» Task prompt
Answer with one number only: the count of lines below that hold the word "isinstance".

[Saved entries]
PR #778, opened 2017-08-17
Implement group=True for group_manifests plugin

mlangsdorf:
Add support for creating manifest lists. Includes four commits:

    utils: allow get_manifest_digests() to return a digest from a manifest list
    
    get_manifest_digests now supports v1, v2, and list.v2.

and

    post_group_manifests: implement creation of the manifest list
    
    when group=True, group_manifest is meant to create a manifest list.
    It loops through all the platforms in the worker annotations and
    creates a manifest_list_spec, using that platform's worker image
    to create the image entry and the goarch information to create
    the platform information.
    
    The manifest_list_spec is then repeatedly retagged with the tags
    from tag_conf.images, written to a yaml file, and pushed via
    manifest-list. After all the images are tagged, the last image
    is used to create a manifest digest of the manifest list. The manifest
    digest is added to push_conf under the registry's name and the
    image's tag, so that delete_from_registry can delete the
    manifest list later.
    
    A list of the manifest digest from each registry is returned.

and

    group_manifests: add koji_import support for manifest lists
    
    If group_manifests created a manifest list, koji_import should create a dict
    in 'extras': 'index' that contains the pullspec and tags for the manifest
    list. Have koji_import check the return of group_manifests, and if it
    got a list of manifest digests, have it set up the 'extras': 'index'
    dictionary.

and

    delete_from_registry: delete manifest lists if they exist
    
    If group_manifests creates a manifest list, it stores the registry and tag
    in push_conf. If handle_worker_digests works correctly, we need to check to
    see if there is a push_conf registry. If there isn't, there's no need to
    post a warning.


twaugh:
I just spotted this: https://github.com/estesp/manifest-tool/pull/32

Since manifest-tool-0.6.0 you can add a list of additional tags! So we'd just need a single call to manifest-tool.

atomic_reactor/plugins/post_group_manifests.py
```diff
@@ -46,6 +49,66 @@ def __init__(self, tasker, workflow, registries, group=True, goarch=None):
...
+                                                        insecure=insecure,
+                                                        dockercfg_path=secret_path,
+                                                        versions=('list',))
+            if not manifest_list_digest.list:
+                raise PluginFailedException('no manifest list digest for %s', registry)
+            self.log.debug('Digest for registry %s is %s', registry, manifest_list_digest.list)
+            push_conf_registry = self.workflow.push_conf.add_docker_registry(registry,
+                                                                             insecure=insecure)
+            push_conf_registry.config = get_config_from_registry(registry_image, registry, None,
+                                                                 insecure, secret_path, 'v2')
```
twaugh: This will fetch the 'config' blob for the architecture=amd64 image. Are we only fetching 'config' because of the way push_conf works?

The only thing atomic-reactor does with 'config' is store an edited version of it in the Koji build metadata, and the worker builds will already have taken care of that.

mlangsdorf: If we don't need the config, I am happy to not get it. I was just copying the code from post_tag_and_push but looking at the workflow, it doesn't look like anyone requires a config for the docker registries.

mlangsdorf: Fixed.

atomic_reactor/util.py
```diff
@@ -620,9 +620,10 @@ def get_credentials(self, docker_registry):
 class ManifestDigest(object):
     """Wrapper for digests for a docker manifest."""
 
-    def __init__(self, v1=None, v2=None):
+    def __init__(self, v1=None, v2=None, list=None):
```
mlangsdorf: Fixed.

tests/plugins/test_group_manifests.py
```diff
@@ -0,0 +1,286 @@
...
+
+        (flexmock(subprocess)
+         .should_receive("check_call"))
+        (flexmock(utils)
+         .should_receive("get_config_from_registry"))
+
+        runner = PostBuildPluginsRunner(tasker, workflow, plugins_conf)
+        if valid:
+            result = runner.run()
+            test_results = []
```
mlangsdorf: Fixed.

atomic_reactor/plugins/post_group_manifests.py
```diff
@@ -0,0 +1,211 @@
...
+                    'platform': {
+                        'os': 'linux',
+                        'architecture': self.goarch.get(platform, platform)
+                    }
+                }
+                manifest_list_spec['manifests'].append(arch_entry)
+
+            image_tags = []
+            for image in self.workflow.tag_conf.images:
+                image_tags.append(image.to_str(registry=False))
```
twaugh: We want just the suffix part here I think, not the repository name. Also, we only need to set additional tags other than the one used in 'image'.
```
registry_image = self.workflow.tag_conf.images[0].copy()
image_tags = [image.tag for image in self.workflow.tag_conf.images[1:]]
```

atomic_reactor/util.py
```diff
@@ -633,10 +634,12 @@ def default(self):
         In such case, the v1 schema should be used when interacting
         with the registry.
         """
-        return self.v2 or self.v1
+        return self.v2_list or self.v2 or self.v1
 
 
 def get_manifest_media_type(version):
+    if version == 'list':
```
twaugh: Maybe use 'v2_list' throughout, instead of 'list'? There's another type in the works as well, 'oci', so at some point we might need to define some constants to hold these names.

atomic_reactor/plugins/post_group_manifests.py
```diff
@@ -0,0 +1,212 @@
...
+#        dockercfg = "{0}/.dockercfg".format(registry_conf.get('secret', None))
+        
+        with NamedTemporaryFile(prefix='manifest-list', suffix=".yml", mode='w') as fp:
+            yaml.dump(manifest_list_spec, stream=fp)
+            fp.flush()
+            self.log.debug("Wrote to file %s with config %s", fp.name, docker_secret_path)
+
+            cmd = ['manifest-tool', '--docker-cfg=%s' % docker_secret_path,
+                   'push', 'from-spec', fp.name]
+            subprocess.check_call(cmd, env={'HOME': docker_secret_path})
```
twaugh: Could add a comment explaining that docker/cli (used by manifest-tool) only reads .dockercfg from $HOME.

atomic_reactor/plugins/post_group_manifests.py
```diff
@@ -0,0 +1,212 @@
...
+    def submit_manifest_list(self, registry, registry_conf, manifest_list_spec):
+        docker_secret_path = registry_conf.get('secret', None)
+#        dockercfg = "{0}/.dockercfg".format(registry_conf.get('secret', None))
+        
+        with NamedTemporaryFile(prefix='manifest-list', suffix=".yml", mode='w') as fp:
+            yaml.dump(manifest_list_spec, stream=fp)
+            fp.flush()
+            self.log.debug("Wrote to file %s with config %s", fp.name, docker_secret_path)
+
+            cmd = ['manifest-tool', '--docker-cfg=%s' % docker_secret_path,
```
twaugh: Do we think `--docker-cfg` is useful here at all, given how docker/cli behaves with .dockercfg?

It seems to me that only the newer-style 'config.json' file is read from the --docker-cfg location.

atomic_reactor/plugins/post_group_manifests.py
```diff
@@ -0,0 +1,212 @@
...
+                           Params:
+                            * "secret" optional string - path to the secret, which stores
+                              login and password for remote registry
+        :param group: bool, if true, create a manifest list; otherwise only add tags to
+                      amd64 image manifest
+        :param goarch: dict, keys are platform, values are go language platform names
+        """
+        # call parent constructor
+        super(GroupManifestsPlugin, self).__init__(tasker, workflow)
+        self.group = True # group
```
twaugh: Let's not hard-code it to True. :-)

atomic_reactor/plugins/post_group_manifests.py
```diff
@@ -0,0 +1,212 @@
...
+                    'image': '{0}/{1}@{2}'.format(registry, repository, digest),
+                    'platform': {
+                        'os': 'linux',
+                        'architecture': self.goarch.get(platform, platform)
+                    }
+                }
+                manifest_list_spec['manifests'].append(arch_entry)
+
+            manifest_list_spec['tags'] = [image.tag for image in self.workflow.tag_conf.images]
+            # use a unique image tag because manifest_list doesn't like digests
```
twaugh: It's manifest-tool that doesn't like digests. I still don't understand why.

atomic_reactor/plugins/post_group_manifests.py
```diff
@@ -0,0 +1,212 @@
...
+            registry_image = self.workflow.tag_conf.unique_images[0]
+            registry_image.registry = registry
+            manifest_list_spec['image'] = registry_image.to_str()
+            self.log.info("Submitting manifest-list %s", manifest_list_spec)
```
twaugh: The manifest-tool documentation calls this input file a 'spec'. Let's call it that in the log message too, to avoid confusion with the actual 'manifest list' that manifest-tool creates as its output.

atomic_reactor/plugins/post_group_manifests.py
twaugh: Ah... we need to use a tag for the output we want manifest-tool to create because the output doesn't exist yet, so we can't very well know its digest.

atomic_reactor/plugins/post_group_manifests.py
```diff
@@ -0,0 +1,212 @@
...
+        for registry, registry_conf in self.registries.items():
+            manifest_list_spec = {}
+            manifest_list_spec['manifests'] = []
+            all_annotations = self.workflow.build_result.annotations['worker-builds']
+            for platform in all_annotations:
+                worker_image = all_annotations[platform]['digests'][0]
+                digest = worker_image['digest']
+                repository = worker_image['repository']
+                arch_entry = {
+                    'image': '{0}/{1}@{2}'.format(registry, repository, digest),
```
twaugh: I think we need to use the unique tag instead of the digest here, and move the comment about manifest-tool not liking digests to here.

atomic_reactor/plugins/exit_koji_import.py
```diff
@@ -149,6 +151,25 @@ def set_media_types(self, extra, worker_metadatas):
                 extra['image']['media_types'] = json.loads(annotations['media-types'])
                 return
 
+    def set_manifest_list_info(self, extra, worker_metadatas):
+        manifest_list_digests = self.workflow.postbuild_results.get(PLUGIN_GROUP_MANIFESTS_KEY)
+        # group_manifests returns either a list of manifest digests of the manifest lists,
+        # or a list of the image_manifests
```
twaugh: By the way, can we fix this? I think it should always return a list of manifest list digests, and that this list should be empty it didn't create any manifest list (i.e. when group=False). That way the test on the following line can be much simpler: `if manifest_list_digests:`.

atomic_reactor/plugins/exit_koji_import.py
```diff
@@ -149,6 +151,25 @@ def set_media_types(self, extra, worker_metadatas):
...
+            repositories = self.workflow.build_result.annotations['repositories']['unique']
+            repo = ImageName.parse(repositories[0]).repo
+            # group_manifests added the registry, so this should be valid
+            for registry in self.workflow.push_conf.docker_registries:
+                pullspec = "{0}/{1}@{2}".format(registry.uri, repo,
+                                                manifest_list_digests[0].v2_list)
+                index['pull'] = [pullspec]
+                for tag in index['tags']:
+                    pullspec = "{0}/{1}:{2}".format(registry.uri, repo, tag)
+                    index['pull'].append(pullspec)
```
twaugh: We must not put "floating" tags here.  Ideally we should put the {version}-{release} tag here but no other tags, so it looks like:
pull: [ "registry.example.com/foo@sha256:...", "registry.example.com/foo:1.0-1" ]
tags: [ "1.0-1", "latest", ... ]

One way to arrange this is to use the knowledge that only the {version}-{release} tag may contain a dash character:
```
...
index['pull'] = [pullspec]
for tag in index['tags']:
    if '-' in tag:  # {version}-{release}
        index['pull'].append("{0}/{1}:{2}".format(registry.uri, repo, tag))
        break
```

atomic_reactor/plugins/post_group_manifests.py
```diff
@@ -47,6 +51,68 @@ def __init__(self, tasker, workflow, registries, group=True, goarch=None):
...
+        docker_secret_path = registry_conf.get('secret', None)
+        with NamedTemporaryFile(prefix='manifest-list', suffix=".yml", mode='w') as fp:
+            yaml.dump(manifest_list_spec, stream=fp)
+            fp.flush()
+            self.log.debug("Wrote to file %s with config %s", fp.name, docker_secret_path)
+
+            # --docker-cfg may be rendundant here, but it's how the tool should work
+            cmd = ['manifest-tool', '--docker-cfg=%s' % docker_secret_path,
+                   'push', 'from-spec', fp.name]
+            # docker always looks in $HOME for the .docker_cfg, so set $HOME to the path
```
twaugh: nit: typo: ".dockercfg"

atomic_reactor/plugins/post_group_manifests.py
```diff
@@ -47,6 +51,68 @@ def __init__(self, tasker, workflow, registries, group=True, goarch=None):
...
+                    'image': '{0}/{1}:{2}'.format(registry, repository, tag),
+                    'platform': {
+                        'os': 'linux',
+                        'architecture': self.goarch.get(platform, platform)
+                    }
+                }
+                manifest_list_spec['manifests'].append(arch_entry)
+
+            manifest_list_spec['tags'] = [image.tag for image in self.workflow.tag_conf.images]
+            # use a unique image tag because manifest_list can't accept a digest that
```
twaugh: Nit: typo: "... because manifest-tool can't... "

atomic_reactor/plugins/post_group_manifests.py
```diff
@@ -47,6 +51,68 @@ def __init__(self, tasker, workflow, registries, group=True, goarch=None):
...
+            # isn't in the respoistory yet
+            registry_image = self.workflow.tag_conf.unique_images[0]
+            registry_image.registry = registry
+            manifest_list_spec['image'] = registry_image.to_str()
+            self.log.info("Submitting manifest-list %s", manifest_list_spec)
```
twaugh: Can we say "spec" in this log message? Submitting manifest-list spec %s

atomic_reactor/plugins/exit_koji_import.py
```diff
@@ -149,6 +151,25 @@ def set_media_types(self, extra, worker_metadatas):
...
+        manifest_list_digests = self.workflow.postbuild_results.get(PLUGIN_GROUP_MANIFESTS_KEY)
+        # group_manifests returns either a list of manifest digests of the manifest lists,
+        # or a list of the image_manifests
+        if manifest_list_digests and not isinstance(manifest_list_digests[0], dict):
+            index = {}
+            index['tags'] = [image.tag for image in self.workflow.tag_conf.images]
+            repositories = self.workflow.build_result.annotations['repositories']['unique']
+            repo = ImageName.parse(repositories[0]).repo
+            # group_manifests added the registry, so this should be valid
+            for registry in self.workflow.push_conf.docker_registries:
```
twaugh: If Pulp is used, we only want to include the Pulp registry. Otherwise, we want to include all registries we pushed to. So it should be:

```
registries = self.workflow.push_conf.pulp_registries
if not registries:
for registry in registry:
```

atomic_reactor/plugins/post_group_manifests.py
```diff
@@ -47,6 +51,68 @@ def __init__(self, tasker, workflow, registries, group=True, goarch=None):
...
+            # --docker-cfg may be rendundant here, but it's how the tool should work
+            cmd = ['manifest-tool', '--docker-cfg=%s' % docker_secret_path,
+                   'push', 'from-spec', fp.name]
+            # docker always looks in $HOME for the .docker_cfg, so set $HOME to the path
+            subprocess.check_call(cmd, env={'HOME': docker_secret_path})
+            self.log.info("Manifest list submitted for %s", registry)
+
+    def get_grouped_manifests(self):
+        grouped_manifests = []
+        for registry, registry_conf in self.registries.items():
```
twaugh: Skip registries where `registry.get('version') == 'v1'`

atomic_reactor/plugins/post_group_manifests.py
```diff
@@ -47,6 +51,68 @@ def __init__(self, tasker, workflow, registries, group=True, goarch=None):
...
+                    'platform': {
+                        'os': 'linux',
+                        'architecture': self.goarch.get(platform, platform)
+                    }
+                }
+                manifest_list_spec['manifests'].append(arch_entry)
+
+            manifest_list_spec['tags'] = [image.tag for image in self.workflow.tag_conf.images]
+            # use a unique image tag because manifest_list can't accept a digest that
+            # isn't in the respoistory yet
```
twaugh: Nit: typo: repository

atomic_reactor/plugins/exit_koji_import.py

atomic_reactor/plugins/exit_koji_import.py

atomic_reactor/plugins/post_group_manifests.py
mlangsdorf: fixed.

atomic_reactor/plugins/post_group_manifests.py
mlangsdorf: fixed.

atomic_reactor/plugins/post_group_manifests.py
mlangsdorf: fixed.

atomic_reactor/plugins/post_group_manifests.py
mlangsdorf: fixed.

atomic_reactor/plugins/exit_koji_import.py

atomic_reactor/plugins/post_group_manifests.py
mlangsdorf: fixed.

atomic_reactor/plugins/post_group_manifests.py
```diff
@@ -47,6 +51,71 @@ def __init__(self, tasker, workflow, registries, group=True, goarch=None):
...
+        with NamedTemporaryFile(prefix='manifest-list', suffix=".yml", mode='w') as fp:
+            yaml.dump(manifest_list_spec, stream=fp)
+            fp.flush()
+            self.log.debug("Wrote to file %s with config %s", fp.name, docker_secret_path)
+
+            # --docker-cfg may be rendundant here, but it's how the tool should work
+            cmd = ['manifest-tool', '--docker-cfg=%s' % docker_secret_path,
+                   'push', 'from-spec', fp.name]
+            # docker always looks in $HOME for the .dockercfg, so set $HOME to the path
+            subprocess.check_call(cmd, env={'HOME': docker_secret_path})
```
lcarva: In the case this command fails, will we see any output from the tool?
This would be ideal for debugging purposes.

mlangsdorf: check_call raises a CalledProcessError on failure which gets caught normally and any error message displayed. we don't have to do anything special.

atomic_reactor/plugins/exit_koji_import.py
```diff
@@ -149,6 +151,30 @@ def set_media_types(self, extra, worker_metadatas):
...
+            repositories = self.workflow.build_result.annotations['repositories']['unique']
+            repo = ImageName.parse(repositories[0]).repo
+            # group_manifests added the registry, so this should be valid
+            registries = self.workflow.push_conf.pulp_registries
+            if not registries:
+                registries = self.workflow.push_conf.all_registries
+            for registry in registries:
+                pullspec = "{0}/{1}@{2}".format(registry.uri, repo,
+                                                manifest_list_digests[0].v2_list)
+                index['pull'] = [pullspec]
```
mlangsdorf: Fixed.

atomic_reactor/plugins/post_group_manifests.py
vrutkovs: `CalledProcessError` would not show process stdout. A better idea would be:
* use `check_output`
* catch `CalledProcessError as exc`
* output `exc.output`

mlangsdorf: fixed.

atomic_reactor/plugins/post_group_manifests.py
```diff
@@ -47,6 +52,76 @@ def __init__(self, tasker, workflow, registries, group=True, goarch=None):
...
+
+            # --docker-cfg may be rendundant here, but it's how the tool should work
+            cmd = ['manifest-tool', '--docker-cfg=%s' % docker_secret_path,
+                   'push', 'from-spec', fp.name]
+            # docker always looks in $HOME for the .dockercfg, so set $HOME to the path
+            # subprocess.check_call(cmd, env={'HOME': docker_secret_path})
+            try:
+                subprocess.check_call(cmd)
+            except CalledProcessError as exc:
+                self.log.error("manifest-tool failed with %s", exc.output)
```
vrutkovs: `check_output(cmd)` must be used to have `output` in exception, `check_call` won't cut it

mlangsdorf: Fixed.

atomic_reactor/plugins/post_group_manifests.py
```diff
@@ -47,6 +51,75 @@ def __init__(self, tasker, workflow, registries, group=True, goarch=None):
...
+
+            # --docker-cfg may be rendundant here, but it's how the tool should work
+            cmd = ['manifest-tool', '--docker-cfg=%s' % docker_secret_path,
+                   'push', 'from-spec', fp.name]
+            # docker always looks in $HOME for the .dockercfg, so set $HOME to the path
+            try:
+                check_output(cmd, stderr=STDOUT, env={'HOME': docker_secret_path})
+            except CalledProcessError as exc:
+                self.log.error("manifest-tool failed with %s", exc.output)
+                raise RuntimeError
```
lcarva: How about just re-raising the previous exception?
As it is, the exception that gets propagated contains no useful information.

mlangsdorf: Fixed.

tests/plugins/test_koji_import.py
```diff
@@ -1345,3 +1350,46 @@ def test_koji_import_set_media_types(self, tmpdir, os_env, version):
...
+        extra = build['extra']
+        assert isinstance(extra, dict)
+        assert 'image' in extra
+        image = extra['image']
+        assert isinstance(image, dict)
+        if digests:
+            assert 'index' in image.keys()
+            expected_results = {}
+            expected_results['tags'] = [tag.tag for tag in workflow.tag_conf.images]
+            pullspec = "docker.example.com/hello-world@{0}".format(digests[0].v2_list)
```
twaugh: This is incorrect! It should be "docker.example.com/myproject/hello-world@{0}". Without the namespace part included, the image is not pullable.

atomic_reactor/plugins/exit_koji_import.py
```diff
@@ -173,6 +173,29 @@ def set_media_types(self, extra, worker_metadatas):
                 extra['image']['media_types'] = json.loads(annotations['media-types'])
                 return
 
+    def set_manifest_list_info(self, extra, worker_metadatas):
+        manifest_list_digests = self.workflow.postbuild_results.get(PLUGIN_GROUP_MANIFESTS_KEY)
+        if manifest_list_digests:
+            index = {}
+            index['tags'] = [image.tag for image in self.workflow.tag_conf.images]
+            repositories = self.workflow.build_result.annotations['repositories']['unique']
+            repo = ImageName.parse(repositories[0]).repo
```
twaugh: This should be: `repo = ImageName.parse(repositories[0]).to_str(registry=False, tag=False)`.

mlangsdorf: Fixed.

tests/plugins/test_koji_import.py
mlangsdorf: Fixed.

tests/plugins/test_group_manifests.py
```diff
@@ -173,16 +275,17 @@ def test_group_manifests_unimplemented(self, tmpdir):
...
             mock_docker()
 
         if version == '1':
             valid = False
 
-        test_images = ['namespace/httpd:2.4', 'namespace/sshd:2.4']
-        test_results = [{'tag': 'testtag', 'schemaVersion': '2'}]
+        test_images = ['registry.example.com/namespace/httpd:2.4',
+                       'registry.example.com/namespace/httpd:latest']
+#        test_results = [{'tag': 'testtag', 'schemaVersion': '2'}]
```
twaugh: Not needed?

mlangsdorf: Fixed.

lcarva:
Updated release notes.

» Answer to this exercise
3